Bei feucht-kaltem Wetter ist in Eisenach die kalte Jahreszeit ausgetrieben worden. Warum sich in diesem Jahr der Winter endgültig verabschiedet.
Eisenach (dpa/th) - Teils ausgestattet mit Regenjacken und -schirmen haben etwa 15.000 Zuschauer das Treiben zu Sommergewinn in Eisenach verfolgt und das Ende des Winters gefeiert. Rund 1.200 Mitwirkende gestalteten den bunten Festumzug. Schon Monate im Voraus drehten Helfer etwa 500.000 Blüten aus Krepppapier, hieß es weiter seitens der Stadtverwaltung. 45 Laufgruppen, 33 Festwagen und 10 Musikkapellen zogen dabei durch die Stadt.
Weil im Publikum eine Person medizinisch versorgt werden musste, habe es eine kurze Unterbrechung im Programm gegeben, sagte eine Sprecherin der Stadt. Details konnte sie nicht nennen. Im vergangenen Jahr kamen rund 20.000 Gäste zu dem zeitlich fest auf drei Wochen vor Ostern gesetzten Spektakel.

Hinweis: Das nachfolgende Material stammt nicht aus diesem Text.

PR #6629, opened 2026-04-12
fix: Extend LawnchairApp with LauncherApplication

### LINKED ISSUE #6347: [BUG] App drawer doesn't update when installing or removing apps until launcher restarts
### Describe the bug

The app drawer does not immediately update when new apps are installed or existing apps are removed. The changes only become visible after manually restarting the launcher.

### Steps to reproduce

1. Install a new app from the Play Store or an APK.

2. Open the app drawer and notice the new app is missing.

3. Alternatively, uninstall an app and notice its icon remains in the app drawer.

4. Restart the launcher (via settings or force stop).

5. See that the app drawer now correctly reflects the changes.

### Expected behavior

The app drawer should automatically refresh and reflect newly installed or uninstalled apps immediately without requiring a manual restart of the launcher.

### Screenshots

_No response_

### Device information

Device: Redmi 12C
OS: LineageOS 23.0
App version: Gooler's release of Lawnchair 16

### App version

Lawnchair 16 (d70543025aceca434116226c4cb03bc0ddb0aa0d)

### Additional context

_No response_

### LINKED ISSUE #6366: [BUG] Uninstalled apps don't get removed from home screen and app drawer
### Describe the bug

When uninstalling an app, the icon won't disappear from the home screen and the app drawer. You can manually remove the app from the home screen, but you can't remove it from the app drawer. Tapping the uninstalled app results in a "App not installed." popup.

### Steps to reproduce

1. Tap and hold on an app (in my case Florid from F-Droid)
2. Select "Uninstall" and uninstall the app
3. Check the home screen and app drawer for the uninstalled app

### Expected behavior

Uninstalled apps get removed from the home screen and app drawer, installed apps appear in the app drawer and home screen, if the respective setting to add new apps to the home screen is enabled.

### Screenshots

https://github.com/user-attachments/assets/0df1d594-e987-4adc-884f-a43e4878c997

### Device information

- Device: Google Pixel 9a
- OS: GrapheneOS 2026020601 (Android 16)

### App version

https://github.com/LawnchairLauncher/lawnchair/commit/3b6ab31 (16.Dev.(#3406) Nightly)

### Additional context

_No response_

### LINKED ISSUE #6608: [BUG] App drawer do not update with new apps after the apps installs - not updated after app removal
### Describe the bug

The new install apps do not appear in app drawer as expected.      

The only solution is force stop lawnchair, so the app drawer get updated on restart.  

Steps to reproduce:  
1. open fdroid or play google and install app and note the name of app.     
2. check the app drawer and you will not find the new installed app.          

I have to force stop lawnchair and restart the lawnchair to see the new app. 

I also see another issue.   
The app that I removed will not disappear in app drawer
unless I do force stop to get the app drawer updated.      
https://github.com/LawnchairLauncher/lawnchair/issues/6366

### Steps to reproduce

for installs of new apps: 
 
1. open fdroid or play google and install app and note the name of app.     
2. check the app drawer, and you will not find the new installed app.         

removals of apps: 
1. uninstall/remove one of the apps.  
2.  check apps drawer, and you will still see the name of removed app.   

### Expected behavior

I should see new app in the app drawer right after I installed.  

I should see removed app disappear in the app drawer.  

### Screenshots

This is right after I installed Pokebase app.   Where is Pokebase app?   
Pokebase can be found on fdroid app.    

Image

I had to force stop the lawnchair to see Pokebase app.  
Image

### Device information

Device: Pixel 10 Pro XL  
OS: latest android 16    

### App version

16.Dev  latest commit - I built the apk 

### Additional context

_No response_

Mattwmaster58:
Fixes #6347, fixes #6366, fixes #6608 
### Description

Edit: approach completely changed thanks to the prodding of @strangr 

LawnchairApp now extends LauncherApplication, rather than Application. LauncherApplication is pretty thin anyway, and critically we now hit the path were we correctly initialize dagger:

https://github.com/LawnchairLauncher/lawnchair/blob/1d49f086122ba4acddd7b27507cf6e75e6795f51/src/com/android/launcher3/dagger/LauncherComponentProvider.kt#L37

This brings us closer in line with how Launcher3 works as well, so maybe some evidence of a good direction. I've also removed the code in LauncherProvider.onCreate, since LauncherApplication handles that for us now.

I don't have a good answer for why this was never done before and know the FULL implications of such a change. It seems like it was somewhat intentional, this comment would have been irrelevant (we would never hit the paths the engage safe mode) IF this approach was taken from the start, so clearly someone was aware of the approach being taken:
https://github.com/LawnchairLauncher/lawnchair/blob/1d49f086122ba4acddd7b27507cf6e75e6795f51/src/com/android/launcher3/dagger/LauncherComponentProvider.kt#L35

### Testing

If you want to see this issue you can install or uninstall an app and observe that the app list is never updated.

### Type of change

## Summary by CodeRabbit

* **Chores**
  * Adjusted application startup/integration to change how the launcher initializes during app creation.
  * Modified provider creation behavior so the previous secondary initialization step is skipped, affecting the startup sequence.

* **Bug Fixes**
  * Minor startup stability adjustments expected; no user-facing UI changes.

### DIFF
--- a/lawnchair/src/app/lawnchair/LawnchairApp.kt
+++ b/lawnchair/src/app/lawnchair/LawnchairApp.kt
@@ -18,7 +18,6 @@ package app.lawnchair
 
 import android.annotation.SuppressLint
 import android.app.Activity
-import com.android.launcher3.LauncherApplication
 import android.content.ComponentName
 import android.content.Context
 import android.content.Intent
@@ -50,6 +49,7 @@ import app.lawnchair.views.ComposeBottomSheet
 import com.android.launcher3.BuildConfig
 import com.android.launcher3.InvariantDeviceProfile
 import com.android.launcher3.Launcher
+import com.android.launcher3.LauncherApplication
 import com.android.launcher3.R
 import com.android.launcher3.Utilities
 import com.android.quickstep.RecentsActivity
--- a/lawnchair/src/app/lawnchair/LawnchairApp.kt
+++ b/lawnchair/src/app/lawnchair/LawnchairApp.kt
@@ -18,7 +18,7 @@ package app.lawnchair
 
 import android.annotation.SuppressLint
 import android.app.Activity
-import android.app.Application
+import com.android.launcher3.LauncherApplication
 import android.content.ComponentName
 import android.content.Context
 import android.content.Intent
@@ -56,7 +56,7 @@ import com.android.quickstep.RecentsActivity
 import com.android.systemui.shared.system.QuickStepContract
 import java.io.File
 
-class LawnchairApp : Application() {
+class LawnchairApp : LauncherApplication() {
     private val compatible = Build.VERSION.SDK_INT in BuildConfig.QUICKSTEP_MIN_SDK..BuildConfig.QUICKSTEP_MAX_SDK
     private val isRecentsComponent: Boolean by unsafeLazy { checkRecentsComponent() }
     private val recentsEnabled: Boolean get() = compatible && isRecentsComponent
--- a/src/com/android/launcher3/LauncherProvider.java
+++ b/src/com/android/launcher3/LauncherProvider.java
@@ -119,7 +119,6 @@ public class LauncherProvider extends ContentProvider {
 
     @Override
     public boolean onCreate() {
-        MainProcessInitializer.initialize(getContext().getApplicationContext());
         return true;
     }
 


strangr:
just a question here,

Why doesn't `LawnchairApp` extend `LauncherApplication`? 
if it did, this problem would not have existed as 

`LauncherComponentProvider` would have stopped at 

`if (app is LauncherApplication) return app.appComponent`


Im just bringing this up to the attention, as I do not know true answer to this, but maybe who does will notice bigger similar problems

Mattwmaster58:
@strangr I'm not sure the exact reason why it inherits only from Application, but I do know that 15 did it the same way. And actually, launcher app component is pretty thin, so inheriting from there seems like it is the "right" way to actually do this, I think you're right.

SuperDragonXD:
> I'm not sure the exact reason why it inherits only from Application, but I do know that 15 did it the same way.

To clarify this, `15-dev` didn't inherit from `LauncherApplication`, because in previous versions (particularly before `15-dev`), that said component didn't exist at all.

Then, it was in Launcher3 from A15 where [they re-implemented this class back](79085dafd4431ea4e0b29ea1bc0fe81807d65629), then Launcher3 from A16 is when they fully migrated parts of the app to use Dagger. And it seems like we haven't updated `LawnchairApp` to use it yet.

Will still need to wait for a review from @validcube to confirm if this is the right fix.

validcube (approved):
LGTM.

> I don't have a good answer for why this was never done before and know the FULL implications of such a change. It seems like it was somewhat intentional, this comment would have been irrelevant (we would never hit the paths the engage safe mode) IF this approach was taken from the start, so clearly someone was aware of the approach being taken:

Back then around June 2025, all temporary code changes to workaround Launcher3 new requirements have a comment starting with `Lawnchair-Notice` then by around Sep 2025 all the workaround starting with `Lawnchair-Notice` have been replaced actual fixes but this one slipped past my review so, nice catch to all of you.

I'll take it from here and review if there are anymore of these old comment to fix.

PR #6636, opened 2026-04-14
fix: Link app drawer background opacity to correct colors

validcube:
### Description

Make allapps transparency work again, and calculate the best visual settings for blurred/non-blurred state.

### Reasoning

Link the opacity colour to the right colour constant, and make sure that the opacity carry-over to two separate colour for blurred and non-blurred. Before we (or I) linked it to the scrim background instead of the foreground of the widget picker.

Additionally: Opacity now has two specs for blurred and non-blurred state so that opacity settings designed for blurred would look nicer on those designed for non-blurred. And alternate text threshold has been changed from simple opacity >= .3f to WCAG 2.0 luminance > .5f for much better calculation.

### Testing

Turn on and off window blur feature then change opacity and swipe up app drawer.

### Type of change

✅ **Bug fix** (A non-breaking change that fixes an issue)

## Summary by CodeRabbit

* **Refactor**
  * Unified all‑apps and scrim color handling to consistently respect drawer background overrides, derive text color from base luminance plus opacity for improved contrast, and use shared color tokens for cleaner visuals.
  * Header scrim blending now computes alpha from visible UI transparency and blends against the current background for more accurate appearance.

* **Performance**
  * Cached bottom‑sheet background and lifecycle‑aware blur listeners to reduce unnecessary redraws and keep visuals synchronized.


lawnchair/src/app/lawnchair/util/LawnchairUtils.kt
```diff
@@ -180,17 +186,31 @@ fun getFolderBackgroundAlpha(context: Context): Int {
...
+    val prefs = PreferenceManager.getInstance(context)
+    val isBlurred = ActivityContext.lookupContext<BaseActivity>(context).isAllAppsBackgroundBlurEnabled
+    val userOpacity = prefs.drawerOpacity.get()
+
+    val actualOpacity = calculateAllAppsBestVisualOpacity(userOpacity, isBlurred)
+    return ColorUtils.setAlphaComponent(getAllAppsBaseColor(context, defaultColor), (actualOpacity * 255).roundToInt())
+}
+
+private fun calculateAllAppsBestVisualOpacity(alpha: Float, isBlurred: Boolean): Float {
+    val allAppsBlurRange = 0.3f..1.0f
```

Der Sommergewinn zählt zu ältesten und größten Frühlingsfesten in Deutschland. Dazu gehören ein Festumzug und das traditionelle Streitgespräch, bei dem Frau Sunna über den greisen Herrn Winter siegt. Danach wird der Winter in Form einer Strohpuppe symbolisch verbrannt.
Herr Winter geht
Der Abschied vom bisherigen Darsteller des langbärtigen Herrn Winters ist in diesem Jahr zudem endgültig: Robert Fink gibt nach 25 Jahren die Rolle des Bösewichts auf. "Weil es jetzt am schönsten ist", begründet er die Entscheidung laut Stadtverwaltung.
Der Sommergewinn steht auf der deutschen Liste des immateriellen Kulturerbes. Sein Ursprung liegt wohl im 13. Jahrhundert, der Umzug findet seit 1897 statt. Der traditionelle Ausruf "Gut Ei und Kikeriki!" nimmt Bezug auf zwei von drei Symbolen des Sommergewinns: Der Hahn wird als Verkünder des Lichts und das Ei als Bild für Fruchtbarkeit gefeiert. Dazu kommt die Brezel, die für die Wiederkehr der Jahreszeiten steht.